Estonia navigates future of ID cards, digital identity and digital wallets
 

Estonia is keeping its physical identity cards until the creation of the European Union Digital Identity (EUDI) wallet.

In January, the Estonian Ministry of Interior proposed making ID cards optional as more citizens rely on the country’s multiple digital solutions. The proposal, however, has been met with resistance within the Ministry of Economic Affairs and Communications (MKM).

Estonians are legally obligated to have a digital ID card while mobile IDs are still voluntary. This means that If the requirement for an ID card is lifted, some residents could end up with no digital ID at all, Estonian Public Broadcasting (ERR) reports. Passports are also not mandatory.

“Historically, the fact that the ID card was mandatory allowed for a critical mass of usage, which propelled the entire success story of Estonia’s digital state,” says Madis Tapupere, the Ministry’s head of digital state technologies.

Some of Estonia’s digital identity credentials, however, will become obsolete, says Tapupere.  Once the EU finalizes regulations for online identifications and transactions, the country’s Mobile-ID will no longer be able to be used for digital signatures. This, alongside Smart-ID, is one of the two alternative ID methods to the ID card offered in Estonia.

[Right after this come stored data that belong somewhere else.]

PR #1472, opened 2024-03-14
Migrate/jit/matmul tiling 2d

louisfd:
Matmul tiling 2d kernels for #1422 

Bonus stuff: 
- macro for configurable unrolling of loops
- tiling 2d (unpadded) will automatically use the kernel with no bound checks when shapes are divisible by block sizes


crates/burn-jit/src/codegen/dialect/gpu/operation.rs
```diff
@@ -58,6 +59,7 @@ pub enum Operator {
     BitwiseXor(BinaryOperator),
     ShiftLeft(BinaryOperator),
     ShiftRight(BinaryOperator),
+    AssignVec4(AssignVec4Operator),
```
nathanielsimard, line 62: Should be assign

crates/burn-jit/src/kernel/matmul/tiling2d_shader.rs
```diff
@@ -0,0 +1,636 @@
...
+                                    gpu!(scope, remain_n = remain == 1u32);
+                                    gpu!(scope, if(remain_n).then(|scope|{
+                                        gpu!(scope, val_0 = input[position_0]);
+                                    }));
+                                }));
+                            }));
+                        }));
+
+                        let val_vec4 = scope.create_local(shared_memory.item());
+                        gpu!(scope, val_vec4 = vec4(val_0, val_1, val_2, val_3));
```
nathanielsimard, line 368: We should:

```rust
val_vec4[0] = val_0;
val_vec4[1] = val_1;
val_vec4[2] = val_2;
val_vec4[3] = val_3;
```

But we could do that in the macro.

crates/burn-jit/src/kernel/matmul/tiling2d_shader.rs
```diff
@@ -0,0 +1,636 @@
...
+        // Batch offset for the lhs & rhs matrices.
+        gpu!(scope, batch_dims = rank - 2u32);
+        gpu!(
+            scope,
+            range(0u32, batch_dims).for_each(|b, scope| {
+                let stride_lhs = scope.create_local(Elem::UInt);
+                let stride_rhs = scope.create_local(Elem::UInt);
+                let stride_output = scope.create_local(Elem::UInt);
+                let shape_lhs = scope.create_local(Elem::UInt);
+                let shape_rhs = scope.create_local(Elem::UInt);
```
nathanielsimard, line 105: Put all variable declaration outside of the loop.

crates/burn-jit/src/kernel/matmul/tiling2d_shader.rs
```diff
@@ -0,0 +1,636 @@
...
+
+        // Calculate offset.
+        let offset_lhs = scope.create_local(Elem::UInt);
+        let offset_rhs = scope.create_local(Elem::UInt);
+        gpu!(scope, offset_lhs = skip_row * lhs_stride_row);
+        gpu!(scope, offset_rhs = skip_col * rhs_stride_col);
+
+        // Batch offset for the output.
+        let offset_output = scope.create_local(Elem::UInt);
+        let batch_dims = scope.create_local(Elem::UInt);
```
nathanielsimard, line 92: I would create a function with almost everything at the beginning of the shader that returns a struct with all matrix multiply information required.

1. Gather the kernel information (offset, k, m, n, etc.)
2. Read the lhs & rhs tensor and fill the shared memory, then return a struct with the result.
3. Perform the matmul calculation and fill the output shared memory, then return a struct with the result.
4. Write the output shared memory to the output.

crates/burn-jit/src/kernel/matmul/tiling2d_shader.rs
```diff
@@ -0,0 +1,636 @@
...
+
+        gpu!(
+            scope,
+            range(0u32, n_loops).for_each(|i, scope| {
+                // Equivalent of looping from 0 to K with steps block_size_k
+                let k = scope.create_local(Elem::UInt);
+                gpu!(scope, k = i * block_size_k);
+
+                match self.assumption {
+                    Tiling2DAssumption::Round => {
```
nathanielsimard, line 167: bound_checks_required

crates/burn-jit/src/kernel/matmul/tiling2d_shader.rs
```diff
@@ -0,0 +1,636 @@
...
+                            scope,
+                            k,
+                            thread_col,
+                            thread_row,
+                            lhs_stride_col,
+                            lhs_stride_row,
+                            lhs,
+                            offset_lhs,
+                            shared_lhs,
+                            true,
```
nathanielsimard, line 179: Could be an enum

crates/burn-jit/src/kernel/matmul/tiling2d_shader/load_shared_memory.rs
```diff
@@ -0,0 +1,271 @@
...
+                    let position_0 = scope.create_local(Elem::UInt);
+                    let position_1 = scope.create_local(Elem::UInt);
+                    let position_2 = scope.create_local(Elem::UInt);
+                    let position_3 = scope.create_local(Elem::UInt);
+                    let remain_n = scope.create_local(Elem::Bool);
+
+                    let val_0 = scope.zero(elem);
+                    let val_1 = scope.zero(elem);
+                    let val_2 = scope.zero(elem);
+                    let val_3 = scope.zero(elem);
```
nathanielsimard, line 127: Can we extract those else where, the declaration is probably done in a for loop. Also, not sure we need to initialize val_0, val_1, val_2 and val_3 to zero.

nathanielsimard (commented):
Only one comment, otherwise looks good

PR #1474, opened 2024-03-14
Migrate/jit/prod

### LINKED ISSUE #1461: Implement `prod` and `prod_dim` for WGPU backend
Currently default unoptimized implementation is used for float tensor. To use with int tensor, one should convert to float (`tensor.float()`) and use `prod` or `prod_dim` methods.

louisfd:
Prod and prod_dim kernels for #1422 
Fix #1461 

There was also a bug in jit uniform prng with ints, which is fixed here.


antimora (approved):
LGTM. Thank you.

nathanielsimard (approved):

PR #1475, opened 2024-03-15
[RFC] Support switching burn-wgpu between WebGPU implementations (wgpu <-> Dawn)

p1-0tr:
### Checklist

### Related Issues/PRs

-

### Changes

Currently Burn can only be built against the `wgpu` WebGPU implementation. I found the ability to switch to Dawn useful, e.g. to get float16 support, which helps when trying to run Llama2 on top of Burn.

I've:
* split out any uses of `wgpu` into a separate module,
* added Dawn as a submodule,
* modified the build system to be able to build, generate bindings for, and link against Dawn,
* added a module which wraps the usage of the Dawn bindings to make it look more like `wgpu`,
* added explicit bounds checks for i/o arrays (otherwise Dawn will happily do out of bounds accesses),
* added support for `f16`.

I'd be keen to get your thoughts on my changes. The part that worries me the most is how much adding Dawn as a dependency complicates the build.

### Testing

I've ran `burn-wgpu` unit tests, with `wgpu` and `dawn` features enabled. A couple of cases fail with the `dawn` backend because of limits on the amount of storage buffers.


nathanielsimard (commented):
Thanks a lot for bringing that up! I think we should split the PR into multiple smaller work items so that we can review and merge parts of the solution faster.

- [ ] Add half precision support to the jit backend (f16 & bf16).
- [ ] Add the Dawn backend, (so we could activate wgpu and dawn feature flag without conflict)

As for the bound checks, I'm also writing a CUDA backend right now and  they  arent' done automaticaly like with wgpu, however I don't think we should always do them, since it increase branching, especially when a kernel will do a ton of writes on the same buffer in a loop (reduces, matmul, etc.). I added early return code in the jit codegen, so I would skip that part (for now) when integrating Dawn.

p1-0tr:
@nathanielsimard - Thanks for your feedback. The PR is split into 4 patches already, happy to submit those as separate PRs :)

>     * [ ]  Add half precision support to the jit backend (f16 & bf16).

I didn't submit this separately to begin with, because you won't be able to test it without Dawn for now. Basically `naga` will come back with an error saying it does not know what `enable f16;` means. But, yeah, I can see how this will make review easier.
 
>    ... so we could activate wgpu and dawn feature flag without conflict)

Just to be sure - you mean that making `wgpu`/`dawn` switching possible at runtime, would be preferred over it being a purely compile time choice?

> As for the bound checks, I'm also writing a CUDA backend right now and they arent' done automaticaly like with wgpu, however I don't think we should always do them, since it increase branching, especially when a kernel will do a ton of writes on the same buffer in a loop (reduces, matmul, etc.). I added early return code in the jit codegen, so I would skip that part (for now) when integrating Dawn.

👍 cool, I'll make emitting those optional, and only happen when Dawn is chosen as the backend.

errordeveloper (commented):
You don't need to do this if you have

```
# ~/.gitconfig

[core]
        excludesfile = <homeDir>/.gitignore_global
```

And in `<homeDir>/.gitignore_global` you can have a list of files for your favourite editor/IDE.

nathanielsimard:
> 👍 cool, I'll make emitting those optional, and only happen when Dawn is chosen as the backend.

I would just not make the changes, even if the Dawn backend can't be used right now. We won't add bound checks because of Dawn or CUDA; we will early return shaders based on the grid and the tensor shapes involved, so not a simple bound checks in all shaders. Since we are working on migrating all WGSL shaders to our JIT IR, it's not wise to work on it at the same time (we want to take the time to do it correctly).

nathanielsimard:
> Just to be sure - you mean that making `wgpu`/`dawn` switching possible at runtime, would be preferred over it being a purely compile time choice?

I simply prefer following the recommendations from the Rust team, which is that all feature flags are additive, not exclusive. So when the Dawn feature flag is activated, we should also export a backend named Dawn:

```rust
type MyBackend = burn::backend::Dawn;
// But we can also import the other backend if activated.
type MyOtherBackennd = burn::backend::Wgpu;
```

nathanielsimard:
> I didn't submit this separately to begin with, because you won't be able to test it without Dawn for now. Basically `naga` will come back with an error saying it does not know what `enable f16;` means. But, yeah, I can see how this will make review easier.

Yeah I understand, which is why starting with Dawn makes a lot of sense, but the features doesn't have to be activated to be merged, and I would simply not modify any wgsl shaders for now, since we are migrating all of them.

So as a summary: it would be very much appreciated if you can make a PR that introduce the `Dawn` backend with a feature flag that can be used along the `Wgpu` backend. Of course it won't be usable right away because of the bound-checks, but it can be merged really fast. Then you can submit a PR that adds half precision element types to the backend, which will work with `Dawn` but not `Wgpu`. We will work on fixing the bound checks, and voilà we will have `Dawn` and `Cuda` as new available backends 🎉

p1-0tr:
Sounds like a plan. Thanks :)

antimora:
@p1-0tr do you want to keep this PR open taking @nathanielsimard suggestion to open new separate PRs?

p1-0tr:
> @p1-0tr do you want to keep this PR open taking @nathanielsimard suggestion to open new separate PRs?

@antimora Happy to close it :) I was going to close it when I open the new ones (should be doing that this week).

PR #1476, opened 2024-03-15
Disable default features of burn-wgpu for benchmarking

errordeveloper:
Before this change benchmarks with `--backend wgpu` as well as
`--backend wgpu-fusion` showed `"backend": "fusion<jit<wgpu>>"` in
 the JSON report, so fusion was always enabled.
    
Before:
```
    $ grep backend ~/.cache/burn/backend-comparison/*
    ~/.cache/burn/backend-comparison/bench_binary_1710330455200.json:  "backend": "fusion<jit<wgpu>>",
    ~/.cache/burn/backend-comparison/bench_binary_1710331696932.json:  "backend": "fusion<jit<wgpu>>",
 ```
 
  After:
 ```
    $ grep backend ~/.cache/burn/backend-comparison/*
    ~/.cache/burn/backend-comparison/bench_binary_1710499297627.json:  "backend": "jit<wgpu>",
    ~/.cache/burn/backend-comparison/bench_binary_1710499307181.json:  "backend": "fusion<jit<wgpu>>",
```


syl20bnr:
Thank you for this fix ! It seems that doing that breaks the compilation when not using the workspace though. Can you try to build the crate with `cargo build -p backend-comparison` ?

errordeveloper (commented):
> Can you try to build the crate with `cargo build -p backend-comparison` ?  

Yeah, the breakage is quite odd. I'll try to dig in.

syl20bnr:
@nathanielsimard what do we want to do here ? Should we enable benchmarking without fusion enabled or is it not worth it because fusion will always be activated in practical cases ?

nathanielsimard:
We need to deactivate fusion by default, otherwise it's very hard to compare the benefits of our optimizations.

errordeveloper:
Now that I'm looking at this, it seems the issue I was seeing earlier was already addressed with some recent changes. I can see the bug exists on 261e7eca1d2f36cf70495c08274f002898913ab8,  but it was fixed already before  b429cc39c19780e561b697f9b970c04c29969fa5. I tried bisecting it, but not sure if there is a point to finding out what fixed it, not for me anyway, the fix appears to be withing a9d741ed..d43a0b3f90ee0eb9ce7978e5d4ad9208a645a43a.

errordeveloper:
Also, I can see there is lots of vomits with improvements to burnbench and the output is much nicer now!

Issue #1421, opened 2024-03-06
Add `topk` operation.


zemelLeong:
https://pytorch.org/docs/stable/generated/torch.topk.html

louisfd:
Somewhat related: #1369

PR #1488, opened 2024-03-18
Add tensor sorting operations

### LINKED ISSUE #1369: Add `argsort` tensor op
Maybe also `argsort_descending` for reverse order?

**Example**
```rust
let x = Tensor::from_data([1, 0, 3, 4, -1], &device)
x.argsort(0) // argsort(dim)
// [4, 1, 0, 2, 3]
```

laggui:
### Checklist

### Related Issues/PRs

Closes #1369
Unblocks easy implementation for `topk` issue #1421

### Changes

Added `sort(dim)`, `sort_with_indices(dim)` and `argsort(dim)` numeric tensor ops.
Also added `sort_descending(dim)`, `sort_descending_with_indices(dim)` and `argsort_descending(dim)` for sorting in descending order.

- Added `ElementComparison` trait for `Element` so elements can return an ordering (as required by `sort` methods)
- Implemented default tensor ops for all backends
- Implemented for `tch` backend
- Added autodiff backward

**TODO**
- [ ] Parallelize default implementation loop with rayon
  - *Note: we have `run_par`, `iter_par` and `iter_range_par` macros defined in burn-ndarray*

### Testing

Forward and backward unit tests.

### DIFF
--- a/crates/burn-tensor/src/tensor/api/float.rs
+++ b/crates/burn-tensor/src/tensor/api/float.rs
@@ -270,7 +270,7 @@ where
     /// This sort is unstable (i.e., may reorder equal elements).
     #[cfg(all(not(feature = "wasm-sync"), target_family = "wasm"))]
     pub async fn sort(self, dim: usize) -> Tensor<B, D> {
-        Tensor::new(sort::<B, D, Float>(self.primitive, dim).await)
+        Tensor::new(sort::<B, D, Float>(self.primitive, dim, /*descending*/ false).await)
     }
 
     /// Sort the elements by value in ascending order along a given dimension.
@@ -280,7 +280,8 @@ where
     #[cfg(all(not(feature = "wasm-sync"), target_family = "wasm"))]
     pub async fn sort_with_indices(self, dim: usize) -> (Tensor<B, D>, Tensor<B, D, Int>) {
         check!(TensorCheck::sort_dim::<D>("Sort_with_indices", dim));
-        let (values, indices) = sort_with_indices::<B, D, Float>(self.primitive, dim).await;
+        let (values, indices) =
+            sort_with_indices::<B, D, Float>(self.primitive, dim, /*descending*/ false).await;
         (Tensor::new(values), Tensor::new(indices))
     }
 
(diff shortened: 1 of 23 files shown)


crates/burn-tensor/src/tensor/api/float.rs
```diff
@@ -261,4 +264,33 @@ where
...
+        let (values, indices) =
+            sort_with_indices::<B, D, Float>(self.primitive, dim, /*descending*/ false).await;
+        (Tensor::new(values), Tensor::new(indices))
+    }
+
+    /// Returns the indices that sort the elements by value in ascending order along a given dimension.
+    ///
+    /// This sort is unstable (i.e., may reorder equal elements).
+    #[cfg(all(not(feature = "wasm-sync"), target_family = "wasm"))]
+    pub async fn argsort(self, dim: usize) -> Tensor<B, D, Int> {
```
nathanielsimard, line 292: Could we put those into `numeric` to avoid duplication? With newer version of Rust, we can add `async` in traits.

nathanielsimard: Also, what is the reason we need an async API here?

crates/burn-tensor/src/tensor/element.rs
```diff
@@ -55,6 +58,12 @@ pub trait ElementRandom {
         Self: Sized;
 }
 
+/// Element ordering trait.
+pub trait ElementComparison {
+    /// Returns and [Ordering] between `self` and `other`.
+    fn cmp(&self, other: &Self) -> Ordering;
+}
```
nathanielsimard, line 65: Perfect 🔥

crates/burn-tensor/src/tensor/api/float.rs
laggui: Oh I guess I should update my rust version, it wouldn't let me do it initially.

crates/burn-tensor/src/tensor/api/numeric.rs
```diff
@@ -1852,6 +1911,93 @@ where
         distribution: Distribution,
         device: &B::Device,
     ) -> Self::Primitive<D>;
+
+    /// Sort the elements of the input `tensor` by value in ascending order along a given dimension.
```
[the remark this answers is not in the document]
laggui: Forgot to clean up the comments after adding descending! Good catch :)

crates/burn-tensor/src/tensor/api/float.rs
laggui: Nevermind it was a warning not an error 🤦 

```
use of `async fn` in public traits is discouraged as auto trait bounds cannot be specified
```

laggui: Will leave it like this for now to avoid the warnings. This will be temporary anyways with #1490.

nathanielsimard (approved):

PR #1491, opened 2024-03-19
Fix jit reduce tests

laggui:
As discussed, changed assert_approx_eq precision from 3 to 2 for all reduce tests.


louisfd (approved):
Awesome, thanks

PR #1505, opened 2024-03-22
[Breaking] add runtime options in wgpu init methods

nathanielsimard:
Add the ability to control the Runtime options in both wasm and normal Rust.


crates/burn-wgpu/src/runtime.rs
```diff
@@ -51,16 +51,52 @@ impl<G: GraphicsApi, F: FloatElement, I: IntElement> Runtime for WgpuRuntime<G,
...
+    pub dealloc_strategy: DeallocStrategy,
+    /// Control the slicing strategy.
+    pub slice_strategy: SliceStrategy,
+    /// Control the amount of compute tasks to be aggregated into a single GPU command.
+    pub max_tasks: usize,
+}
+
+impl Default for RuntimeOptions {
+    fn default() -> Self {
+        let max_tasks = match std::env::var("BURN_WGPU_MAX_TASKS") {
```
antimora, line 66: Can we build conditionally initialize this environment variable depending it's wasm or not?

nathanielsimard: no_std isn't supported for wgpu, but this will work with wasm.

antimora: Got it. Feels quick and dirty though =D

I'll approve it for now.

antimora (approved):

crates/burn-wgpu/src/runtime.rs
nathanielsimard: This option might even go away in future releases

PR #1508, opened 2024-03-22
Tensor expand operator

### LINKED ISSUE #1412: Add `expand` tensor operation similar to PyTorch
### Summary

I am proposing the addition of an `expand` tensor operation to the Burn deep learning framework, mirroring the functionality available in PyTorch. This operation is invaluable for broadcasting operations on tensors of different shapes, making certain types of tensor manipulations more intuitive and efficient.

### Motivation

In PyTorch, the `expand` method allows users to expand the size of an existing tensor without copying data. This is particularly useful for performing operations that require tensors to be of the same shape, enabling more memory-efficient computations by avoiding the creation of large intermediate tensors. Its inclusion in Burn would greatly enhance the framework's tensor manipulation capabilities, aligning it more closely with PyTorch's feature set and making it more appealing to users transitioning between frameworks or leveraging both for different aspects of their work.

### Technical Details

The `expand` function in PyTorch allows a tensor to be "viewed" with a larger size, with the new dimensions being broadcastable according to the broadcasting rules of tensors. The operation does not allocate new memory for the expanded tensor but provides a new view on the existing tensor, which is a very efficient way to perform many element-wise operations.

I propose that the API for the `expand` operation in Burn should closely mirror that of PyTorch for ease of use and familiarity. 

### Use Cases

This feature is crucial for operations where matching tensor dimensions is necessary without the need to duplicate data. For example, when adding a vector to each row of a matrix, or applying a mask across multiple dimensions of a tensor where the mask is initially only defined in a subset of those dimensions.

### Example

In PyTorch, the usage of `expand` is as follows:

```python
import torch
x = torch.tensor([1, 2, 3])
x_expanded = x.expand(3, 3)
# x_expanded is now [[1, 2, 3], [1, 2, 3], [1, 2, 3]] without copying data
```

A similar functionality in Burn would enable users to perform such operations with the same ease and efficiency.

### Conclusion

The addition of an `expand` tensor operation to Burn could significantly improve its usability and efficiency for a wide range of tasks, making it a more competitive and versatile tool in the deep learning ecosystem. I believe this feature would be a valuable asset to the framework and its users.

antimora:
### Checklist

### Related Issues/PRs

fixes #1412

### Changes

1. All backends
2. Fix issue with WGPU when stride == 0 
3. Add new tests 
4. Update docs

### Testing

New unit tests


crates/burn-autodiff/src/ops/tensor.rs
```diff
@@ -2437,6 +2437,81 @@ impl<B: Backend, C: CheckpointStrategy> FloatTensorOps<Self> for Autodiff<B, C>
...
+        impl<B: Backend, const D1: usize, const D2: usize> Backward<B, D2, 1> for BroadcastDim<D1, D2> {
+            type State = (Shape<D1>, Shape<D2>);
+
+            fn backward(
+                self,
+                ops: Ops<Self::State, 1>,
+                grads: &mut Gradients,
+                _checkpointer: &mut Checkpointer,
+            ) {
+                let (shape_original, _shape_new) = ops.state;
```
nathanielsimard, line 2471: If you don't need `_shape_new`, then I think we should remove it from the state.

crates/burn-fusion/src/ops/boolean.rs
```diff
@@ -467,6 +468,44 @@ impl<B: FusionBackend> BoolTensorOps<Self> for Fusion<B> {
...
+
+        let desc = ExpandOperationDescription {
+            input: tensor.into_description(),
+            shape: shape.dims.into(),
+            out: out.to_description_out(),
+        };
+
+        out.client.register(
+            vec![stream],
+            OperationDescription::BaseInt(BaseOperationDescription::Expand(desc.clone())),
```
nathanielsimard, line 502: `BaseInt` => `BaseBool` I think.

crates/burn-autodiff/src/ops/tensor.rs
```diff
@@ -2437,6 +2437,81 @@ impl<B: Backend, C: CheckpointStrategy> FloatTensorOps<Self> for Autodiff<B, C>
             .stateless(B::float_sign(tensor.primitive))
     }
 
+    fn float_expand<const D1: usize, const D2: usize>(
+        tensor: FloatTensor<Self, D1>,
+        shape: Shape<D2>,
+    ) -> FloatTensor<Self, D2> {
+        #[derive(Debug)]
+        struct BroadcastDim<const D1: usize, const D2: usize>;
```
louisfd, line 2445: Why does the name switch to broadcast here?

crates/burn-fusion/src/ops/float.rs
```diff
@@ -1847,6 +1848,44 @@ impl<B: FusionBackend> FloatTensorOps<Self> for Fusion<B> {
...
+
+        let desc = ExpandOperationDescription {
+            input: tensor.into_description(),
+            shape: shape.dims.into(),
+            out: out.to_description_out(),
+        };
+
+        out.client.register(
+            vec![stream],
+            OperationDescription::BaseInt(BaseOperationDescription::Expand(desc.clone())),
```
nathanielsimard, line 1882: Same comment

crates/burn-fusion/src/ops/boolean.rs
```diff
@@ -467,6 +468,44 @@ impl<B: FusionBackend> BoolTensorOps<Self> for Fusion<B> {
         out
     }
 
+    fn bool_expand<const D1: usize, const D2: usize>(
+        tensor: BoolTensor<Self, D1>,
+        shape: Shape<D2>,
+    ) -> BoolTensor<Self, D2> {
+        #[derive(new)]
+        struct BroadcastToOps<const D: usize, const D2: usize> {
```
nathanielsimard, line 476: Should be ExpandOps

crates/burn-jit/src/ops/base.rs
```diff
@@ -80,6 +82,54 @@ pub(crate) fn permute<R: Runtime, E: JitElement, const D: usize>(
...
+                    };
+                } else {
+                    // Error handling: Dimension mismatch for broadcasting
+                    panic!(
+                        "Dimension mismatch: cannot broadcast dimension {} of tensor to target shape",
+                        tensor_dim
+                    );
+                }
+            } else {
+                // If the input tensor has fewer dimensions, treat missing dimensions as 1
```
nathanielsimard, line 115: Wrong comment: `treat missing dimensions as 1` => `treat missing dimensions as 0`

crates/burn-autodiff/src/ops/tensor.rs
louisfd, line 2471: If you don't need _shape_new then the associated type State can be only Shape<D1> and you don't have to save it at line 2508

crates/burn-tensor/src/tensor/api/check.rs
```diff
@@ -889,6 +889,57 @@ impl TensorCheck {
             false => self,
         }
     }
+    /// Checks if shapes are compatible for element-wise operations supporting broadcasting.
+    ///
+    /// Also checks if there is -1 in the shape which
```
nathanielsimard, line 894: Is the sentence completed?

nathanielsimard (changes requested):

louisfd (changes requested):
Small things related to autodiff, otherwise looks good!

crates/burn-autodiff/src/ops/tensor.rs
antimora: I should change it. The OP was named broadcast_to

crates/burn-jit/src/ops/base.rs
antimora: It was partially correct. The stride should be set to zero but treat the missing dim as 1. I added the following:

```rust
  // If the input tensor has fewer dimensions, treat missing dimensions as 1
  // and set stride to 0 (broadcasting)
  new_strides[i] = 0;
```

crates/burn-tensor/src/tensor/api/check.rs
antimora: Nope. Fixed it.

laggui (commented):
Not much to add to the others' comments. I was also confused by the constant switch between expand <-> broadcast but it seems that it will be addressed.

To be fair, in pytorch [`tensor.expand(shape)`](https://pytorch.org/docs/stable/generated/torch.Tensor.expand.html#torch.Tensor.expand) is equivalent to [`torch.broadcast_to(tensor, shape)`](https://pytorch.org/docs/stable/generated/torch.broadcast_to.html).

I noticed the docstrings still used "broadcast" but it makes sense since they're only meant to explain the function.

nathanielsimard (approved):

louisfd (approved):

PR #1509, opened 2024-03-22
Migrate/jit/pooling

louisfd:
Some pooling kernels for #1422


crates/burn-jit/src/kernel/pool/standard_pool2d_shader.rs
```diff
@@ -0,0 +1,243 @@
...
+use crate::{
+    codegen::{Compilation, CompilationInfo, CompilationSettings, InputInfo, OutputInfo},
+    gpu::{gpu, Elem, Item, Scope, Variable, Visibility},
+    kernel::{DynamicKernelSource, SourceTemplate},
+    Compiler, JitElement, Runtime,
+};
+
+use super::PoolStrategy;
+
+pub(crate) struct StandardPool2dComputeShader<P: PoolStrategy, R: Runtime, E: JitElement> {
```
nathanielsimard, line 12: Why Standard? Maybe add a comment listing other options (maybe future options).

crates/burn-jit/src/kernel/pool/standard_pool2d_shader.rs
```diff
@@ -0,0 +1,243 @@
...
+            gpu!(scope, ih = oh * pool_stride_0);
+            gpu!(scope, dilated = kh * dilation_0);
+            gpu!(scope, ih += dilated);
+
+            gpu!(scope, within_padding_h = ih >= padding_0);
+            gpu!(scope, tmp_padding = ih < border_bottom);
+            gpu!(scope, within_padding_h = within_padding_h && tmp_padding);
+
+            gpu!(scope, if (within_padding_h).then(|scope| {
+                (0..self.kernel_size[1]).for_each(|kw| {
```
nathanielsimard, line 131: A good optimization would be to have a propertie that checks if we need to perform those bound checks (similar to matmul) Can be in another PR.

crates/burn-jit/src/kernel/pool/standard_pool2d_shader.rs
```diff
@@ -0,0 +1,243 @@
+use std::marker::PhantomData;
+
+use crate::{
+    codegen::{Compilation, CompilationInfo, CompilationSettings, InputInfo, OutputInfo},
+    gpu::{gpu, Elem, Item, Scope, Variable, Visibility},
+    kernel::{DynamicKernelSource, SourceTemplate},
+    Compiler, JitElement, Runtime,
+};
+
+use super::PoolStrategy;
```
nathanielsimard, line 10: I guess we will have max pool and avg pool that implement this trait right?

crates/burn-jit/src/kernel/pool/standard_pool2d_shader.rs
```diff
@@ -0,0 +1,243 @@
...
+
+        let settings = CompilationSettings::default();
+        let shader = Compilation::new(info).compile(settings);
+        let shader = <R::Compiler as Compiler>::compile(shader);
+        SourceTemplate::new(shader.to_string())
+    }
+
+    fn id(&self) -> String {
+        format!(
+            "{:?}k={:?}pool_strategy={:?}",
```
nathanielsimard, line 237: `pool_strategy => pl` we should try to minimize id length.

crates/burn-jit/src/kernel/pool/standard_pool2d_shader.rs
louisfd: What I envisaged is that there would be standard vs adaptive shaders which relate to the layout/algorithm, with a pool strategy (max/max_with_indices/avg) which relate to what the computation does. 
But since we don't have adaptive_max_pooling I did not generalize the adaptive shader to the different pool strategies. Then since we don't really have several shader strategies, I dropped the standard terminology

nathanielsimard (approved):

PR #1529, opened 2024-03-25
Feat/backend bridge

### LINKED ISSUE #1522: Refactoring mixed precision training and inference with backend bridge
- [x] Create backend bridge
- [ ] Create different element type levels that the users can modify with backend settings.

But the country will need more than one digital identity and ID cards, created by Idemia, are likely to stick around as a backup method, according to Tapupere.

Estonia can update the ID cards as necessary to maintain their role in the system with Idemia ‘s JPatch technology, which enables remote upgrades of embedded software in eID documents. The company explained how JPatch works and the importance of field updates in a recent post.

Approximately 1.1 million people out of Estonia’s 1.3 million population own an ID card. Around 840,000 people in Estonia own a passport while digital IDs have a lower uptake: 244,000 people use Mobile-ID and nearly 700,000 people use Smart-ID.

In an interview last year, Gregory Kuhlmey, digital identity program manager at Idemia, said that different digital wallets are likely to continue coexisting with national wallets, even though having a single wallet solution seems more convenient.

Solving all the problems at once just isn’t possible,” says Kuhlmey. “The national wallet is designed to be a benchmark, highly secure, sacrificing a few usability features.”

The draft law to make ID cards optional also bundled a proposal to display documents through the mRiik (mState) digital identity mobile application. The app is slated to be released this summer. In collaboration with the Estonian Information System Authority (RIA), digital identity provider Cybernetica will analyze the architecture of mRiik and its compatibility with the country’s digital ID ecosystem.

Cybernetica and Idemia have an established partnership building Estonia’s digital government ecosystem.

Update May 16, 2024: This story was updated to add clarifications from Madis Tapupere, Chief Technology Officer at the Department of Digital Government at Estonia’s Ministry of Economic Affairs and Communications:

“As of now ID card remains obligatory. This may change in the future, when additional electronic IDs – like European Digital Wallet — arrive. The obligation to have an ID document will remain anyway – there was discussion to allow choice between ID-card (containing eID functionality) and ordinary passport. We cannot as of this moment firmly state what the legal requirements will be, it is possible that the obligation of having at least one electronic ID will go away. The main rationale for the (possible) elimination of this requirement is the extent of the penetration of eIDs in the society from one side and the principle of equal treatment and inclusion of citizens from the other.”

This post was updated at 4:02pm Eastern on May 8, 2024 to clarify that some Estonian residents could end up with no digital ID, rather than no ID at all.